Mark Chiang (University of Illinois, Chicago)

"Bright Nothing: Black Feminist After-Futures in Contemporary American Literature"
Erica Edwards (Yale University)

Moderated by: Ralph Rodriguez (Brown University)

12:00 pm -1:45 pm Lunch break
2:00 pm - 3:45 pm

Panel 2

"Critique or Relocation?

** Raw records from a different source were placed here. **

PR #1821, opened 2018-04-18
Swaylock: Allow per-output images

RyanDwyer:
This implements the output part of the `[<output>:]<path>` syntax for the `-i` argument.

The previous implementation of this PR used IPC, but that implementation has been replaced with one which uses the xdg-output protocol.

Tests:

* Specifying no image arguments should show blank on all outputs
* Specifying `-i ~/default.png` should show default.png on all outputs
* Specifying `-i HDMI-A-1:~/a.png` should show a.png on that output, and all others blank
* Specifying `-i HDMI-A-1:~/a.png -i ~/default.png` should show default.png on all other outputs

Unusual scenario tests:

* Specifying the same output (or lack of output) multiple times should pick one of them
* Specifying an image that is unreadable should log an error and behave as though you didn't pass that argument


SirCmpwn:
I want to wait until the xdg-output discussion on wayland-devel is resolved so we can do this without sway-specific IPC.

SirCmpwn:
https://github.com/swaywm/wlroots/issues/961

SirCmpwn:
xdg-output v2 is available in the Arch repos now and supported by wlroots.

RyanDwyer:
Okay, it's using the xdg-output protocol now. Ready for review again.

protocols/xdg-output-unstable-v1.xml
```diff
@@ -0,0 +1,206 @@
+<?xml version="1.0" encoding="UTF-8"?>
```
emersion: Please don't embed the protocol in Sway, use the XML file from wayland-protocols instead.

swaylock/main.c
```diff
@@ -84,34 +86,70 @@ static const struct zwlr_layer_surface_v1_listener layer_surface_listener = {
 	.closed = layer_surface_closed,
 };
 
-static void output_geometry(void *data, struct wl_output *output, int32_t x,
+static void wl_output_geometry(void *data, struct wl_output *output, int32_t x,
```
emersion: The `wl_` prefix is reserved for the Wayland lib

swaylock/main.c
```diff
@@ -133,13 +171,23 @@ static void handle_global(void *data, struct wl_registry *registry,
...
 	} else if (strcmp(interface, wl_output_interface.name) == 0) {
 		struct swaylock_surface *surface =
 			calloc(1, sizeof(struct swaylock_surface));
 		surface->state = state;
 		surface->output = wl_registry_bind(registry, name,
 				&wl_output_interface, 3);
-		wl_output_add_listener(surface->output, &output_listener, surface);
+		wl_output_add_listener(surface->output, &wl_output_listener, surface);
+
+		struct zxdg_output_v1 *xdg_output =
```
SirCmpwn: This will break if the server advertises wl_outputs before advertising xdg_output_manager, or if the server doesn't support xdg_output at all. You should poll xdg_outputs after the registry roundtrip.

swaylock/main.c
```diff
@@ -154,6 +202,60 @@ static const struct wl_registry_listener registry_listener = {
...
+		*separator = '\0';
+		image->output_name = arg;
+		image->path = separator + 1;
+	} else {
+		image->output_name = NULL;
+		image->path = arg;
+	}
+
+	// Bash doesn't replace the ~ with $HOME if the output name is supplied
+	if (image->path[0] == '~') {
```
SirCmpwn: How about just using wordexp here

swaylock/main.c
```diff
@@ -154,6 +196,53 @@ static const struct wl_registry_listener registry_listener = {
...
+		} else if (!image->output_name) {
+			default_image = image->cairo_surface;
+		}
+	}
+	return default_image;
+}
+
+static void load_image(char *arg, struct swaylock_state *state) {
+	// [<output>:]<path>
+	struct swaylock_image *image = malloc(sizeof(struct swaylock_image));
```
emersion: Please use `calloc` for structs

swaylock/main.c
```diff
@@ -212,7 +212,7 @@ static cairo_surface_t *select_image(struct swaylock_state *state,
 
 static void load_image(char *arg, struct swaylock_state *state) {
 	// [<output>:]<path>
-	struct swaylock_image *image = malloc(sizeof(struct swaylock_image));
+	struct swaylock_image *image = calloc(sizeof(struct swaylock_image), 1);
```
ascent12: This doesn't _actually_ affect anything, but the arguments are in the wrong order.

emersion:
Thanks!

PR #1823, opened 2018-04-18
Make key repeat configurable

RyanDwyer:
This creates two input commands for configuring the repeat delay and rate.

    input "myidentifier" {
        repeat_delay 250
        repeat_rate 25
    }

Tests (use DRM backend):

* Start sway with variations of the above config
* swaymsg input myidentifier repeat_delay 1000
* swaymsg input myidentifier repeat_rate 10

<s>Attempting to configure it via IPC doesn't work for some reason. It passes the correct values to wlr_keyboard_set_repeat_info() but it doesn't take effect. Is there anything else I need to do or is that a bug in wlroots?</s> (EDIT: This is because I was testing via the X11 backend)


sway/commands/input/repeat.c
```diff
@@ -0,0 +1,55 @@
...
+	int repeat_rate = atoi(argv[0]);
+	if (repeat_rate < 0) {
+		return cmd_results_new(CMD_INVALID, "repeat_rate",
+			"Repeat rate cannot be negative");
+	}
+	new_config->repeat_rate = repeat_rate;
+
+	apply_input_config(new_config);
+	return cmd_results_new(CMD_SUCCESS, NULL, NULL);
+}
```
SirCmpwn: Split this into two files

SirCmpwn:
>Is there anything else I need to do or is that a bug in wlroots?

Sounds like bug in wlroots maybe

sway/commands/input/repeat.c
RyanDwyer: Resolved in 9d3739a.

RyanDwyer:
I've discovered there's actually nothing wrong with changing the repeat settings via swaymsg. I'm ashamed to admit I'm still using i3 (I have rotated outputs) and am doing most of my testing by using the X11 backend. I think X was controlling the repeat settings that it sent to my sway window. Changing the repeat settings via swaymsg using the drm backend works fine.

SirCmpwn:
>I'm ashamed to admit I'm still using i3 (I have rotated outputs)

Try the alpha!

emersion:
Thanks!

Issue #1820, opened 2018-04-18
swaybar leaks memory


atomnuker:
To replicate: run swaybar with valgrind and change workspaces a few times. Running swaybar for a few hours of normal usage can easily make it leak hundreds of megabytes of memory.
A short abstract after 20 seconds of changing workspaces:

>==3318== 10,800 bytes in 90 blocks are definitely lost in loss record 935 of 958
==3318==    at 0x4C2EEF5: calloc (vg_replace_malloc.c:711)
==3318==    by 0x10EDE4: i3bar_parse_json (i3bar.c:61)
==3318==    by 0x10F4B6: i3bar_handle_readable (i3bar.c:166)
==3318==    by 0x11334F: status_handle_readable (status_line.c:26)
==3318==    by 0x10E21B: status_in (bar.c:421)
==3318==    by 0x10E9BA: event_loop_poll (event_loop.c:122)
==3318==    by 0x10E2C0: bar_run (bar.c:433)
==3318==    by 0x110DD9: main (main.c:104)
==3318== 
==3318== 12,853 (1,024 direct, 11,829 indirect) bytes in 2 blocks are definitely lost in loss record 937 of 958
==3318==    at 0x4C2F0FF: realloc (vg_replace_malloc.c:785)
==3318==    by 0x99E4799: ??? (in /usr/lib/libfontconfig.so.1.11.1)
==3318==    by 0x99E4E9E: ??? (in /usr/lib/libfontconfig.so.1.11.1)
==3318==    by 0x99D6EEA: FcDefaultSubstitute (in /usr/lib/libfontconfig.so.1.11.1)
==3318==    by 0xB832855: ??? (in /usr/lib/libpangoft2-1.0.so.0.4200.1)
==3318==    by 0x5DC8EE8: ??? (in /usr/lib/libpango-1.0.so.0.4200.1)
==3318==    by 0x5DC9CD7: pango_itemize_with_base_dir (in /usr/lib/libpango-1.0.so.0.4200.1)
==3318==    by 0x5DCADBB: ??? (in /usr/lib/libpango-1.0.so.0.4200.1)
==3318==    by 0x5DCCBEB: ??? (in /usr/lib/libpango-1.0.so.0.4200.1)
==3318==    by 0x5DCDFB3: pango_layout_get_pixel_extents (in /usr/lib/libpango-1.0.so.0.4200.1)
[...]

PR #1827, opened 2018-04-19
Fix memory leak on swaybar

bpinto:
Code from @NilsBrause

Ref #1820

### DIFF
--- a/swaybar/i3bar.c
+++ b/swaybar/i3bar.c
@@ -104,6 +104,7 @@ static bool i3bar_parse_json(struct status_line *status, const char *text) {
 			json_object_get_int(border_right) : 1;
 		wl_list_insert(&status->blocks, &block->link);
 	}
+	json_object_put(results);
 	return true;
 }
 


swaybar/i3bar.c
```diff
@@ -104,6 +104,7 @@ static bool i3bar_parse_json(struct status_line *status, const char *text) {
 			json_object_get_int(border_right) : 1;
 		wl_list_insert(&status->blocks, &block->link);
 	}
+  json_object_put(results);
```
ascent12: Wrong indentation.

bpinto: In a single line commit I was able to get an issue... that's a new mark in my life :joy: 

Fixed it, I have my vim configured to use spaces and not tabs. Got it to use a tab now.

bpinto:
@martinetd :100: 

I am not a C programmer and I don't even know (yet) how to get information about leaks - I might try to work on these other leaks you referenced. It was a surprise to me that a method named `json_object_put` would do anything to free memory. :joy: 

I just noticed that code was there on a comment and felt I could do something other than ignore it by packaging that single-line patch into a PR. And here it is, after an indentation issue. :grimacing:

emersion:
3 approvals for a one-line fix, I can't leave this unmerged.

Thanks!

Latinx Literature and Gentrification"
Mary Pat Brady (Cornell University)

 “How #BLM Became a Story: Black Fiction in the Age of Platform Capitalism”
Richard Jean So (McGill University)

Moderator: Aliyyah Abdur-Rahman (Brown University)

3:45 pm - 4:00 pm Break
4:00 pm - 5:45 pm

Panel 3

“Writing New People: Race, Institutionalization, and Market Value”
Rolland Murray (Brown University)

"From Black Expos to Book Deals"
Kinohi Nishikawa (Princeton University)

Moderator: Tamar Katz (Brown University)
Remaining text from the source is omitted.